Assigned task: From the entries below, copy exactly the lines from the one that contains "output[:content_view_id] = input[:content_view_id]" through the one that contains "view = ::Katello::ContentView.find(input[:content_view_id])", both included, and only those.

Available data:
PR #8852, opened 2020-07-24
Fixes #30333: Pulp 3 yum cross-repo dependency solving for content views

ianballou:
Fixes included in this PR:

1) Cross-repo dep solving now supported with Pulp 3 yum content views
2) Composite content view publishing fixed for Pulp 3 yum repositories
3) Incremental update refactoring and fixes for:
  a) Pulp 3 incremental update uses a non-deletable repo version 0 if there are no content units to copy
  b) Pulp 3 incremental update doesn't handle repo version saving if the content units already exist in the repo

This PR include new "multi" versions of the following actions:
`CloneContents`, `CloneToVersion`, `CopyAllUnits`, and `CopyContent`

These actions use a repository mapping to manipulate multiple repositories at once, which is required to use the Pulp 3 yum copy API properly.

At the moment, these actions work only for Pulp 3 yum repositories.  To ensure that this PR doesn't get too big, I [separate out the Pulp 3 yum content](https://github.com/Katello/katello/compare/master...ianballou:30333-cross-repo-dep-solving?expand=1#diff-620d80d1e16354da4a45be23cd269036R44) if dependency solving is `true` for the content view.

Things to test (**for Pulp 2 and Pulp 3**):
1) Content view publishing:
  a) With 1 repo, with and without filters with and without dep solving on
  b) With > 1 repos, with and without filters with and without dep solving on
2) Incremental updating:
  a) With multiple RPMs and errata, along with 1a and 1b above
  b) With RPMs and errata that don't exist in any of the content view library instance repos
  c) With RPMs and errata that already exist in the content view versions
3) Composite content view workflows:
  a) Publishing using 2+ repos with combinations from 1a and 1b
  b) Incremental updating using combinations from 2a, 2b, and 2c
      -> Instead of incrementally updating the composite view itself, incrementally update the composite component content views and use the `--propagate-all-composites true` option

I need to write some tests for this.  I'm putting it out a bit early so people can start testing things out.

NOTES:

I've seen Pulp 3 fail to perform dependency solving for some RPMs (like zsh) in the RHEL8 BaseOS repo.  Keep an eye out for issues like that.  Pulp 3 issue: https://pulp.plan.io/issues/7202

### DIFF
--- a/app/lib/actions/katello/content_view/publish.rb
+++ b/app/lib/actions/katello/content_view/publish.rb
@@ -4,6 +4,7 @@ module Actions
     module ContentView
       class Publish < Actions::EntryAction
         include ::Katello::ContentViewHelper
+        attr_accessor :version
         # rubocop:disable Metrics/MethodLength,Metrics/AbcSize
         def plan(content_view, description = "", options = {})
           action_subject(content_view)
@@ -22,7 +23,11 @@ module Actions
             end
           end
 
+          # Add non-override components back in
+          options[:override_components] = include_other_components(options[:override_components], content_view)
+
           version = version_for_publish(content_view, options)
+          self.version = version
           library = content_view.organization.library
           history = ::Katello::ContentViewHistory.create!(:content_view_version => version,
                                                           :user => ::User.current.login,
@@ -38,7 +43,7 @@ module Actions
           end
 
           sequence do
-            plan_action(ContentView::AddToEnvironment, version, library)
+            plan_action(ContentView::AddToEnvironment, version, library) unless options[:skip_promotion]
             repository_mapping = plan_action(ContentViewVersion::CreateRepos, version, source_repositories).repository_mapping
 
             # Split Pulp 3 Yum repos out of the repository_mapping.  Only Pulp 3 RPM plugin has multi repo copy support.
@@ -56,7 +61,7 @@ module Actions
                     plan_action(Repository::CloneToVersion, repositories, version, repository_mapping[repositories],
                                 :repos_units => options[:repos_units])
                   end
-                  plan_action(Repository::CloneToEnvironment, repository_mapping[repositories], library)
+                  plan_action(Repository::CloneToEnvironment, repository_mapping[repositories], library) unless options[:skip_promotion]
                 end
               end
 
@@ -66,16 +71,18 @@ module Actions
             end
             has_modules = content_view.publish_puppet_environment?
             plan_action(ContentViewPuppetEnvironment::CreateForVersion, version)
-            plan_action(ContentViewPuppetEnvironment::Clone, version, :environment => library,
-                :puppet_modules_present => has_modules)
-            plan_action(Candlepin::Environment::SetContent, content_view, library, content_view.content_view_environment(library))
-            plan_action(Katello::Foreman::ContentUpdate, library, content_view)
-            plan_action(ContentView::ErrataMail, content_view, library)
+            unless options[:skip_promotion]
+              plan_action(ContentViewPuppetEnvironment::Clone, version, :environment => library,
+                  :puppet_modules_present => has_modules)
+            end
+            plan_action(Candlepin::Environment::SetContent, content_view, library, content_view.content_view_environment(library)) unless options[:skip_promotion]
+            plan_action(Katello::Foreman::ContentUpdate, library, content_view) unless options[:skip_promotion]
+            plan_action(ContentView::ErrataMail, content_view, library) unless options[:skip_promotion]
             plan_self(history_id: history.id, content_view_id: content_view.id,
                       auto_publish_composite_ids: auto_publish_composite_ids(content_view),
                       content_view_version_name: version.name,
                       content_view_version_id: version.id,
-                      environment_id: library.id, user_id: ::User.current.id)
+                      environment_id: library.id, user_id: ::User.current.id, skip_promotion: options[:skip_promotion])
           end
         end
 
@@ -96,6 +103,7 @@ module Actions
 
           output[:content_view_id] = input[:content_view_id]
           output[:content_view_version_id] = input[:content_view_version_id]
+          output[:skip_promotion] = input[:skip_promotion]
         end
 
         def rescue_strategy_for_self
@@ -106,9 +114,11 @@ module Actions
           version = ::Katello::ContentViewVersion.find(input[:content_view_version_id])
           version.update_content_counts!
           # update errata applicability counts for all hosts in the CV & Library
-          ::Katello::Host::ContentFacet.where(:content_view_id => input[:content_view_id],
-                                              :lifecycle_environment_id => input[:environment_id]).each do |facet|
-            facet.update_applicability_counts
+          unless input[:skip_promotion]
+            ::Katello::Host::ContentFacet.where(:content_view_id => input[:content_view_id],
+                                                :lifecycle_environment_id => input[:environment_id]).each do |facet|
+              facet.update_applicability_counts
+            end
           end
 
           history = ::Katello::ContentViewHistory.find(input[:history_id])
@@ -116,7 +126,7 @@ module Actions
           history.save!
           environment = ::Katello::KTEnvironment.find(input[:environment_id])
           view = ::Katello::ContentView.find(input[:content_view_id])
-          if SmartProxy.sync_needed?(environment) && Setting[:foreman_proxy_content_auto_sync]
+          if SmartProxy.sync_needed?(environment) && Setting[:foreman_proxy_content_auto_sync] && !input[:skip_promotion]
             ForemanTasks.async_task(ContentView::CapsuleSync,
                                     view,
                                     environment)
@@ -125,6 +135,20 @@ module Actions
         end
 
         private
+
+        def include_other_components(override_components, content_view)
+          if override_components.present?
+            content_view.components.each do |component|
+              component_has_override = override_components.detect do |override_component|
+                component.content_view_id == override_component.content_view_id
+              end
+              unless component_has_override
+                override_components << component
+              end
+            end
+            override_components
+          end
+        end
 
         def repos_to_delete(content_view)
           if content_view.composite?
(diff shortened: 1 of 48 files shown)


app/lib/actions/katello/content_view/publish.rb
```diff
@@ -40,11 +40,22 @@ def plan(content_view, description = "", options = {})
             plan_action(ContentView::AddToEnvironment, version, library)
             repository_mapping = plan_action(ContentViewVersion::CreateRepos, version, source_repositories).repository_mapping
 
+            # Split Pulp 3 Yum repos out of the repository_mapping.  Only Pulp 3 RPM plugin has multi repo copy support.
+            separated_repo_map = separated_repo_mapping(repository_mapping, content_view)
+
+            if separated_repo_map[:pulp3_yum_depsolve].keys.flatten.present? &&
+                SmartProxy.pulp_master.pulp3_support?(separated_repo_map[:pulp3_yum_depsolve].keys.flatten.first) &&
+                content_view.solve_dependencies
+              plan_action(Repository::MultiCloneToVersion, separated_repo_map[:pulp3_yum_depsolve], version)
```
jlsherrill, line 49: thinking ahead to when pulp2 is gone, would it simplify things to always use MultiCloneToVersion even if solve_dependencies is false?  I assume the multi-repo copy api supports turning off dep solving?

jlsherrill: thinking logically, it then becomes:

if pulp3 supports yum, use MultiCloneToVersion for yum repos, otherwise use CloneToVersion

app/lib/actions/katello/repository/multi_clone_contents.rb
```diff
@@ -0,0 +1,67 @@
...
+
+        def metadata_generate(source_repositories, new_repository, filters)
+          metadata_options = {}
+
+          if source_repositories.count == 1 && filters.empty?
+            metadata_options[:source_repository] = source_repositories.first
+          end
+
+          check_matching_content = ::Katello::RepositoryTypeManager.find(new_repository.content_type).metadata_publish_matching_check
+          if new_repository.environment && source_repositories.count == 1 && check_matching_content && !SmartProxy.pulp_master.pulp3_support?(new_repository)
```
jlsherrill, line 40: is it possible for it not to support pulp3 here?

app/lib/actions/pulp3/repository/multi_copy_content.rb
```diff
@@ -0,0 +1,31 @@
...
+          plan_self(options.merge(:repo_id_map => repo_id_map,
+                                  :smart_proxy_id => smart_proxy.id,
+                                  :filter_ids => filter_ids.flatten))
+        end
+
+        def invoke_external_task
+          repo_id_map = {}
+
+          input[:repo_id_map].each do |source_repo_ids, dest_repo_id|
+            repo_id_map[JSON.parse(source_repo_ids)] = dest_repo_id
```
jlsherrill, line 23: any idea why the JSON.parse here was needed?

app/services/katello/pulp3/repository/yum.rb
```diff
@@ -70,7 +70,35 @@ def partial_repo_path
...
+
+          content_unit_hrefs.sort!
+          if content_unit_hrefs.any?
+            data = PulpRpmClient::Copy.new
+            data.dependency_solving = dependency_solving
+            data.config = []
+            repo_id_map.each do |source_repo_ids, dest_repo_id_map|
+              dest_repo = ::Katello::Repository.find(dest_repo_id_map[:dest_repo])
+              dest_repo_href = ::Katello::Pulp3::Repository::Yum.new(dest_repo, SmartProxy.pulp_master).repository_reference.repository_href
+              tasks << remove_all_content_from_repo(dest_repo_href)
```
jlsherrill, line 84: how would this work with incremental update?  Wouldn't this always clear out the content ?

jlsherrill: (and i'm very probably misunderstanding the flow here)

app/lib/actions/pulp3/repository/multi_copy_content.rb
ianballou: My repo ID map ended up coming back as a string for some reason so I had to do a JSON.parse.

app/lib/actions/katello/content_view/publish.rb
ianballou: Yeah that definitely makes sense to me, when writing this I knew that we'd want to use MultiCloneToVersion without dep solving too at some point.  I didn't include yet because I was worried about taking too much time getting this PR into 3.16, but I can fix it if we do have time.  The potentially time-consuming bit would just be getting the composite content view functionality right.

app/services/katello/pulp3/repository/yum.rb
ianballou: The idea with incremental update is that the dest_base_version determines what content is should already be in the repo when copying.  `remove_all_content_from_repo` then would generate a new repo version which would not affect the incremental update.  Without the `remove_all_content_from_repo`, my exclude filtering does not work during content view publishing with dep solving.

Perhaps I could skip this content removal during incremental update by checking if `dest_repo_id_map[:base_version]` exists.

app/lib/actions/katello/repository/multi_clone_contents.rb
ianballou: That line doesn't make sense, I will revisit it.

app/services/katello/pulp3/repository/yum.rb
ianballou:
```
unless dest_repo_id_map[:base_version]
  tasks << remove_all_content_from_repo(dest_repo_href)
end
```

app/lib/actions/katello/content_view/publish.rb
ianballou: I started implementing the changes to use MultiCloneToVersion for all Pulp 3 Yum content, and it's been working well so far.  I need to do a little testing, but I've been able to get composite content views to "merge" pretty well.

ianballou: I pushed a new commit that has my work so far.

ianballou: Looks like the only part of this that isn't working right is incremental update and `--propagate-all-composites true`.  It does work if I simply publish the composite, though.

app/lib/actions/pulp3/repository/multi_copy_content.rb
jlsherrill: i see that too.  It looks like json doesn't support an array as a hash key, so it converts it to a string

ianballou:
TODO: 
- [ ] Fix incremental update with composites
- [ ] Make per-repo filtering work
- [ ] Write tests

jlsherrill:
Things i tested:

1) publishing a content view w/o dep solving  :heavy_check_mark:  
2) publishing a content view w/ cross repo dep solving :heavy_check_mark: 
3) incremental update w/ cross repo dep solving :heavy_check_mark: 
4) incremental update w/ cross repo dep solving w/ propagate-all-composites=true  :x: 

Only issue i found was that 4) didn't properly update the composite with the new component version, because the composite was not set to use 'latest'.

ianballou:
@jlsherrill I've fixed the issue where composites weren't publishing properly when they weren't set to latest.  There is an issue now however where the new composite version information isn't output properly, only the info for the components is output. It'll be easier to fix it once Pulp 3 is dropped, but if we need to fix it before that perhaps we should make another issue so that this isn't delayed too much longer.

I think your test cases pretty much cover the big things.  There are some corner cases like incremental updating with no content units or content units that don't exist among the CV repos, but I've been checking those regularly.

After we think this PR is settled I can test Pulp 2 once more just to make sure that no regressions are being introduced.

jlsherrill:
```
 There is an issue now however where the new composite version information isn't output properly, only the info for the components is output
```
can you clarify what you mean by that?

ianballou:
@jlsherrill so when you do an incremental update, the API/Hammer output shows the new CVV created and the content added.  If you used `--propagate-all-composites`, and composite CVs were incrementally updated, you'd also see their new versions in the API/Hammer output.

I realized now that just publishing instead of incrementally updating the composites caused the version + added content output to not be included for them.  That info came from the incremental update action, which is no longer being run (`plan_self` is skipped).

It's not a huge issue, but just something else that will have to be fixed sooner or later.

jlsherrill:
okay, i think thats acceptable.  Will do some more testing!

ianballou:
@jlsherrill, great.  Also, now that #8869 is merged, I'm adding in the package env stuff to my `multi_copy_units`.

I'm adding a big TODO to fix the tests.  It seems like proper dep-solving is causing a bunch to fail.  Plus, there are plenty of VCRs to re-record.

ianballou:
Since some of this will be difficult to test via unit tests, I will write a bunch of BATS tests after this merges.

app/lib/actions/katello/content_view/publish.rb
```diff
@@ -32,19 +33,29 @@ def plan(content_view, description = "", options = {})
                                                           :triggered_by => options[:triggered_by]
                                                          )
           source_repositories = []
-          content_view.publish_repositories do |repositories|
+          content_view.publish_repositories(options[:override_cvvs]) do |repositories|
```
jlsherrill, line 36: can we rename 'override_cvvs' to 'override_component_versions'  I think its a bit more clear

app/lib/actions/katello/content_view_version/incremental_update.rb
```diff
@@ -30,17 +31,26 @@ def plan(old_version, environments, options = {})
           validate_environments(environments, old_version)
 
           new_minor = old_version.content_view.versions.where(:major => old_version.major).maximum(:minor) + 1
+          if SmartProxy.pulp_master.pulp3_support?(old_version.repositories.first) && is_composite
```
jlsherrill, line 34: i saw something similar above, checking that the first repo in the cvv is supported under pulp3.  Whats the reason for that?  What would happen if i published a mixed set of content (file under pulp2, rpm under pulp3)?

jlsherrill:
Another issue i found, i *think* that the way propagate all composites, is if i say to incrementally update content view version id 4, it:

1.  finds all the composite content view versions that include id 4 that are included in a Lifecycle environment 
2.  creates a new incremental update for each of those composites
3.  Promotes each to the corresponding lifecycle env that the composite version was in

in step 3, for me, i'd expect it to be promoted to Dev, but instead it gets promoted to Library.  (Probably due to switch to using the publish action, maybe the promote-to environments could be passed into publish?)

Exercise result:
           output[:content_view_id] = input[:content_view_id]
           output[:content_view_version_id] = input[:content_view_version_id]
+          output[:skip_promotion] = input[:skip_promotion]
         end
 
         def rescue_strategy_for_self
@@ -106,9 +114,11 @@ module Actions
           version = ::Katello::ContentViewVersion.find(input[:content_view_version_id])
           version.update_content_counts!
           # update errata applicability counts for all hosts in the CV & Library
-          ::Katello::Host::ContentFacet.where(:content_view_id => input[:content_view_id],
-                                              :lifecycle_environment_id => input[:environment_id]).each do |facet|
-            facet.update_applicability_counts
+          unless input[:skip_promotion]
+            ::Katello::Host::ContentFacet.where(:content_view_id => input[:content_view_id],
+                                                :lifecycle_environment_id => input[:environment_id]).each do |facet|
+              facet.update_applicability_counts
+            end
           end
 
           history = ::Katello::ContentViewHistory.find(input[:history_id])
@@ -116,7 +126,7 @@ module Actions
           history.save!
           environment = ::Katello::KTEnvironment.find(input[:environment_id])
           view = ::Katello::ContentView.find(input[:content_view_id])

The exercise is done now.